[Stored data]
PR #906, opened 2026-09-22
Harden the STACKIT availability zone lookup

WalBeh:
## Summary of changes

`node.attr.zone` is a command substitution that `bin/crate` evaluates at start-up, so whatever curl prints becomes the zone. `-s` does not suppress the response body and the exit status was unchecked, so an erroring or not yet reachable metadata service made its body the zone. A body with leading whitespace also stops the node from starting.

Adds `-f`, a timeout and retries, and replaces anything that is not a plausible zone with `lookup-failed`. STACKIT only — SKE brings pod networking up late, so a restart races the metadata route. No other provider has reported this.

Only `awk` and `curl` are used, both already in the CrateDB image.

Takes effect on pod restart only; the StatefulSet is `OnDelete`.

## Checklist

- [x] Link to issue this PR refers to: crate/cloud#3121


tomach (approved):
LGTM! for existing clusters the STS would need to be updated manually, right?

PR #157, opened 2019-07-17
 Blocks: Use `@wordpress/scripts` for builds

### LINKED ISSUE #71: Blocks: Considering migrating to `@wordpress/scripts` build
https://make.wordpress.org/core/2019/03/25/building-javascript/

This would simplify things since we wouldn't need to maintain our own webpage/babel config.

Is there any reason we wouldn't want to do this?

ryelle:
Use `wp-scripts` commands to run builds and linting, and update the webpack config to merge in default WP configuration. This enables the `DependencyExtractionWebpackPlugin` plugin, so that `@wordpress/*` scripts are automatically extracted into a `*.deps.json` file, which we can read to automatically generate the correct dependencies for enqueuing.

* * *

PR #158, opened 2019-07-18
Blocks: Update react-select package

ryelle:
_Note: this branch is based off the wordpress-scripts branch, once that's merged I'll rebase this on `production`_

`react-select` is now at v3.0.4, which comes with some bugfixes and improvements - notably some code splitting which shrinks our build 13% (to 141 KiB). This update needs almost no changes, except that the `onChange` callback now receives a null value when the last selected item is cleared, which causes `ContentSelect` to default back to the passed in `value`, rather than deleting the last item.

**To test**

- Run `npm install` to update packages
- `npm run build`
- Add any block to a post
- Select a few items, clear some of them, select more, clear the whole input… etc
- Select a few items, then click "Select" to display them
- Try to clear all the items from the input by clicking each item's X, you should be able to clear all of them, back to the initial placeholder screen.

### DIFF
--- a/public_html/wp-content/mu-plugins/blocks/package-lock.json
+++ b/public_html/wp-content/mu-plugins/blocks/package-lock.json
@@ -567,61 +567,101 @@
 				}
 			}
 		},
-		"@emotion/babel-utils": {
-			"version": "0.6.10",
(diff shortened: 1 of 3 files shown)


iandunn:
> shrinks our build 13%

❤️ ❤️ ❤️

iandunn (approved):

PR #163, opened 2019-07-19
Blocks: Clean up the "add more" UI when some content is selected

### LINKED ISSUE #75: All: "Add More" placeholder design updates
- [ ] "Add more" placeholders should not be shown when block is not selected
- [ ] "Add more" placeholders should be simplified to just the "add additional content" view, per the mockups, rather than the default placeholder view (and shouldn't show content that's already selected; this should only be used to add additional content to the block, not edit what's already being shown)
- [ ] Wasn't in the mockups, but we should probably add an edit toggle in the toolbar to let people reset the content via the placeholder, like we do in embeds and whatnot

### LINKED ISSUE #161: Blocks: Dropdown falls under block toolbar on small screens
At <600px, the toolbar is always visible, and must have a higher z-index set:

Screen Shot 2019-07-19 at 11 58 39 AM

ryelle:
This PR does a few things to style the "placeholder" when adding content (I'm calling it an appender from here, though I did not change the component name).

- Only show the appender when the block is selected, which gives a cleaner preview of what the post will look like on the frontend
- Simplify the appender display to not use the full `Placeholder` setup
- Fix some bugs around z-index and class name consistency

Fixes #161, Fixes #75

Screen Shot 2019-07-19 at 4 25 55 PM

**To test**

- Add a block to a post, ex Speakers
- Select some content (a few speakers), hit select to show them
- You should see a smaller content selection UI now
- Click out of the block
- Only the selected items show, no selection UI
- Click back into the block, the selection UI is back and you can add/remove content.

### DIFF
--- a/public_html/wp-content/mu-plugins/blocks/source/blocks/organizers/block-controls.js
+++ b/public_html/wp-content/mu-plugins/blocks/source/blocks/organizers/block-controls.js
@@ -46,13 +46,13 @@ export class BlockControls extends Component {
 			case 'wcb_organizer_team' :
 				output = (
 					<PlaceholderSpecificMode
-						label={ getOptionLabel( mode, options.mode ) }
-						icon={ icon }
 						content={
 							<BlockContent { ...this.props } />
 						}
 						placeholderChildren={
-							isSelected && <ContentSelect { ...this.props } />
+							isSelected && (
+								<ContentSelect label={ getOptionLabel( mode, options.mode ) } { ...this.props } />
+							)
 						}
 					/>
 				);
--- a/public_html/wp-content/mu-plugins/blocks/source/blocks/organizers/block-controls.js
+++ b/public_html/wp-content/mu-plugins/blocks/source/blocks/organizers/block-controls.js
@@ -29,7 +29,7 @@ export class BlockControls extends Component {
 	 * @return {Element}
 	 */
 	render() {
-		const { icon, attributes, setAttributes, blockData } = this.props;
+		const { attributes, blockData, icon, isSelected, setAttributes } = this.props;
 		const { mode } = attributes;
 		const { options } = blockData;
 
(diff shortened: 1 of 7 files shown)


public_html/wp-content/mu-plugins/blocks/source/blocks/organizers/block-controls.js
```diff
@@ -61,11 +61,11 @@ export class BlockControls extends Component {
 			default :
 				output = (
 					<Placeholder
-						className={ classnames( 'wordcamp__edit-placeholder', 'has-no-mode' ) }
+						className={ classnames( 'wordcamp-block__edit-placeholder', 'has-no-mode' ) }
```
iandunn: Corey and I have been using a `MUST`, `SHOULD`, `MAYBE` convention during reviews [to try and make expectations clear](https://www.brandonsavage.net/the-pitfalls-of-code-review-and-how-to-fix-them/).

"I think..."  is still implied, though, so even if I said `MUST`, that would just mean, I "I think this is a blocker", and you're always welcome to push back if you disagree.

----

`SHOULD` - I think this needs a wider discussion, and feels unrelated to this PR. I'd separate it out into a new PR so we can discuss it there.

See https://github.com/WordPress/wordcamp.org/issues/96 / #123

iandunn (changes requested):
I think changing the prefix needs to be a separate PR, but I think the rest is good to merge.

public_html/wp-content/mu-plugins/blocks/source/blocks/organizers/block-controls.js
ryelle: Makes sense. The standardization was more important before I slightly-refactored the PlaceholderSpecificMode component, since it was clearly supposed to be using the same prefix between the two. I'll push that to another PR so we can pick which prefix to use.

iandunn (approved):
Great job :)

...

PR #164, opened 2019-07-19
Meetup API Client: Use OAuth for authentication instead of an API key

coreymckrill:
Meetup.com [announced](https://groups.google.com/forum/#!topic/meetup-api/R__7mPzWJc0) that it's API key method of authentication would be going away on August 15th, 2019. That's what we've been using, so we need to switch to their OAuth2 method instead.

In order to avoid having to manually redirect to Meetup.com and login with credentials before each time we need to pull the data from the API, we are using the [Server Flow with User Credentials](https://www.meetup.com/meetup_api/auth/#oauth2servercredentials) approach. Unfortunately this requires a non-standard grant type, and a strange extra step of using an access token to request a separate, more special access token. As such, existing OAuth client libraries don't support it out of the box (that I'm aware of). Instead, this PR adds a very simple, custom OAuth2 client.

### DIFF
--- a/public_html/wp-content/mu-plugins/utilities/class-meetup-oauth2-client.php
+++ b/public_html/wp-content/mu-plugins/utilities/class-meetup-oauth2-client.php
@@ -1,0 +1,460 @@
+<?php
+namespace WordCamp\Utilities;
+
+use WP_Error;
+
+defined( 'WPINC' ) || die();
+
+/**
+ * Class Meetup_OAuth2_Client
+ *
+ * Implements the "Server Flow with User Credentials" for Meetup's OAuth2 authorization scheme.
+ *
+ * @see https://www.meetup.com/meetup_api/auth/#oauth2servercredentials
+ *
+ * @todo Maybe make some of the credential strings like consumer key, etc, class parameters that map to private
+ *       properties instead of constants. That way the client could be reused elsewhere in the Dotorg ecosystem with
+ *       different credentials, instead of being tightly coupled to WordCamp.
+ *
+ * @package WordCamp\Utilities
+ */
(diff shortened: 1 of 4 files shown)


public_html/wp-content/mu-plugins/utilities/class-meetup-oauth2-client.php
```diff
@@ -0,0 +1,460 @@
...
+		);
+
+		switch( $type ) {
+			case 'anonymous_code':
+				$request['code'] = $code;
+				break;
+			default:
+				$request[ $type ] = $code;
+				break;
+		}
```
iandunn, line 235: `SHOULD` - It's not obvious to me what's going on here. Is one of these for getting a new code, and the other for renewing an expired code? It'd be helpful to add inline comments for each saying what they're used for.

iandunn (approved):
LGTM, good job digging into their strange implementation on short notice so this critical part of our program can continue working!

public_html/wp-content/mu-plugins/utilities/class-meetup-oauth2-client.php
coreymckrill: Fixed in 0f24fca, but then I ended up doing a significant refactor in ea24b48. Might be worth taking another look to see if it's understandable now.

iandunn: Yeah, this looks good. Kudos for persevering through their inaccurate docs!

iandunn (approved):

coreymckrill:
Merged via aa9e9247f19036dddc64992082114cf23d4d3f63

### WHAT THE TASK ASKS
Among the lines above, find those that contain the word "items" and copy them.

### REPLY
- Select a few items, clear some of them, select more, clear the whole input… etc
- Select a few items, then click "Select" to display them
- Try to clear all the items from the input by clicking each item's X, you should be able to clear all of them, back to the initial placeholder screen.
- Only the selected items show, no selection UI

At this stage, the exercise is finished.